*TASK TO COMPLETE:* Look through the listing for the string "annotations" and copy out every line that holds it.

*RECORD SET:*
PR #384, opened 2017-09-15
Update manifest before generate Eclipse projects

KengoTODA:
We define this dependency in eclipsePlugin/build.gradle,
but it is possible to ignore this if developer has no local.properties.

So we need to have this dependency even in spotbugs/build.gradle
and spotbugs-annotation/build.gradle.

### DIFF
--- a/spotbugs-annotations/build.gradle
+++ b/spotbugs-annotations/build.gradle
@@ -19,6 +19,7 @@ task updateManifest {
     // write manifests
     manifestSpec.writeTo("$projectDir/META-INF/MANIFEST.MF")
 }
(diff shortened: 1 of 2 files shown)


iloveeclipse:
Sorry, "we define this dependency" - *which* dependency? I honestly don't get the point.

KengoTODA:
@iloveeclipse I meant the task dependency from `eclipse` task to `updateManfest` task. We have it at [eclipsePlugin/build.gradle](https://github.com/spotbugs/spotbugs/blob/3.1.0_RC5/eclipsePlugin/build.gradle#L106).

PR #395, opened 2017-09-23
Support JUnit5

KengoTODA:
JUnit5 is released recently. It does not support `@Rule` natively, so it is nice to provide [JUnit5 extension](http://junit.org/junit5/docs/current/user-guide/#extensions) instead.

To provide isolated module for each of JUnit 4 and JUnit 5, I create new module `test-harness-core` to share core logic.

Here is [example of usage](https://github.com/KengoTODA/findbugs-slf4j/blob/f84a7992a7fa4726e36047f933db2fa0331a5f52/bug-pattern/src/test/java/jp/skypencil/findbugs/slf4j/GettingClassFromArrayTest.java). Currently this module provide no matcher support, because JUnit5 itself does not depend on hamcrest.


henrik242:
Please rebase against the latest master so we can merge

*COMPLETED TASK:*
--- a/spotbugs-annotations/build.gradle
+++ b/spotbugs-annotations/build.gradle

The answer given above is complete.